I am going to switch my major to economics soon and do something I enjoy. Is it possible for me to go to a top university (graduate studies or ever later on in life) or have I basically blown all of my chances?
*


----------



## Emerson (Mar 13, 2011)

Grammar and decent English, that would help.


----------



## HappyHours (Sep 16, 2011)

Emerson said:


> Grammar and decent English, that would help.


Whatever you do, don't be a doctor, teacher, or professor.

I mean seriously? How often do people take the time to type properly on a messageboard? We aren't writing an essay and I doubt you are good at that craft despite your boasting.

Just read your signature, of low quality and should have seen it coming.

Thank god you aren't on the admission board for a top university or any university.


----------



## Emerson (Mar 13, 2011)

HappyHours said:


> Whatever you do, don't be a doctor, teacher, or professor.
> 
> I mean seriously? How often do people take the time to type properly on a messageboard? We aren't writing an essay and I doubt you are good at that craft despite your boasting.
> 
> ...


Taking it a little personally aren't you? What precisely is wrong with the grammar of my signature? Also, I never said I was good with grammar, as can be seen with the capitalised E on english.


----------



## Bast (Mar 23, 2011)

To actually answer your question, one year doing sorta crappy at college isn't going to screw you over unless you do sorta crappy the rest of the time too, and then follow that up with doing sorta crappy on job / grad school apps.
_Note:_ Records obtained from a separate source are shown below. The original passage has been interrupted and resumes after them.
PR #10134, opened 2021-06-07
Make opentracing trace into event persistence

richvdh:
Previously, because events were persisted by a separate background process, we wouldn't be able to see what was happening when we traced an event send request.

~~ Let's treat the persist operation as a child of the send request~~

~~There are a couple of preparatory refactors here: suggest reviewing commit-by-commit.~~ 
~~Now based on #10145.~~

Use the span references feature to link from the persist operation to the request, and back again.

### DIFF
--- a/synapse/storage/persist_events.py
+++ b/synapse/storage/persist_events.py
@@ -40,6 +40,7 @@ from twisted.internet import defer
 from synapse.api.constants import EventTypes, Membership
 from synapse.events import EventBase
 from synapse.events.snapshot import EventContext
+from synapse.logging import opentracing
 from synapse.logging.context import PreserveLoggingContext, make_deferred_yieldable
 from synapse.metrics.background_process_metrics import run_as_background_process
 from synapse.storage.databases import Databases
@@ -108,6 +109,7 @@ class _EventPersistQueueItem:
     events_and_contexts: List[Tuple[EventBase, EventContext]]
     backfilled: bool
     deferred: ObservableDeferred
+    opentracing_context: Optional[object]
 
 
 _PersistResult = TypeVar("_PersistResult")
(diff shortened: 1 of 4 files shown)


synapse/storage/persist_events.py
```diff
@@ -131,22 +169,26 @@ def add_to_queue(self, room_id, events_and_contexts, backfilled):
...
         deferred = ObservableDeferred(defer.Deferred(), consumeErrors=True)
 
+        span = opentracing.active_span()
         queue.append(
-            self._EventPersistQueueItem(
+            _EventPersistQueueItem(
                 events_and_contexts=events_and_contexts,
                 backfilled=backfilled,
                 deferred=deferred,
+                opentracing_context=span.context if span else None,
```
erikjohnston, line 178: I'm a bit concerned that this is going to cause confusion, given that we'll only be linking together the persist span with the *first* request that added events into this batch (rather than all of them). It'll likely work 99% of the time as usually there will only be events from one request in the queue at any given time.

Ideally we'd link the persist span to all the request spans, which can be done using `follows_from` refs, but a) I have a suspicion that the debug sampling does the right thing there (in that iirc it only looks at the first parent?), and b) the UI doesn't really support `follows_from` with mutliple parents :/

richvdh: oh. yes. I'd forgotten that we could extend batches.

And yes, I spent a while experimenting with multiple parents/follows_from. The UI only seems to let you go from the child to the parent, not the parent to the child. Which might be enough, I suppose, if we create a `event_persist_result` span for each request...

richvdh:
ok, here's another go at this. We now let the "child of" reference cascade as normal, and use the "follows_from" reference to link in both directions, from the persist operation to the request, and back again.

We also make sure that if any of the requests have tracing forced, we also do so in the persist operation

erikjohnston (approved):

PR #10136, opened 2021-06-07
More database opentracing

richvdh:
Add a couple of extra logs/spans, to give a bit of a better idea.

follow-up to #10113.

### DIFF
--- a/synapse/storage/database.py
+++ b/synapse/storage/database.py
@@ -541,6 +541,7 @@ class DatabasePool:
                         },
                     ):
                         r = func(cursor, *args, **kwargs)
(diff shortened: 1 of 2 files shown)


synapse/storage/database.py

ETA: Also, I just read in your other thread that you're only 19. So, my advice to you is this: Chill out. It may not seem like it now (because I know from experience), but you are VERY YOUNG. You have all the time in the world to experiment with college / majors, to make mistakes, and to come back from them. You'll be just fine.


----------



## HandiAce (Nov 27, 2009)

If you explain your struggles to college admissions you apply through and really show you have a good work ethic, your chances of getting into an elite university will be favorable. Transfer students usually have better chances of being accepted than do first-year students.


----------



## LeafStew (Oct 17, 2009)

I personally don't see a problem with a diploma in sciences, it opens basically all doors for a future diploma. Plus your parents are paying so that should be good news too. If you can manage to get good grade I'm pretty sure you can do whatever you want afterwards. Of course, if you dislike sciences to a high level/aren't doing good that can be a problem.

Here we have to do general college (sciences, humanities or literature/arts, also around 17-20 years old) before going to university in a specialized program anyway.


----------



## Mutatio NOmenis (Jun 22, 2009)

You could BLEEP someone's BLEEP, or bribe a faculty member to claim you as someone of interest to the university.


----------



## Man_With_No_Name (Nov 30, 2010)

Hey Ivy league schools aren't everything. I don't think honestly as an undegrad you have any chance at all. Keep in mind it is easier to get into an Ivy school at the masters level, not nearly as many people get a masters so there is less competition. A lot of people who could not get into Ivy schools as an undergrad are able to get into an Ivy grad program, but still that is extremely hard to do.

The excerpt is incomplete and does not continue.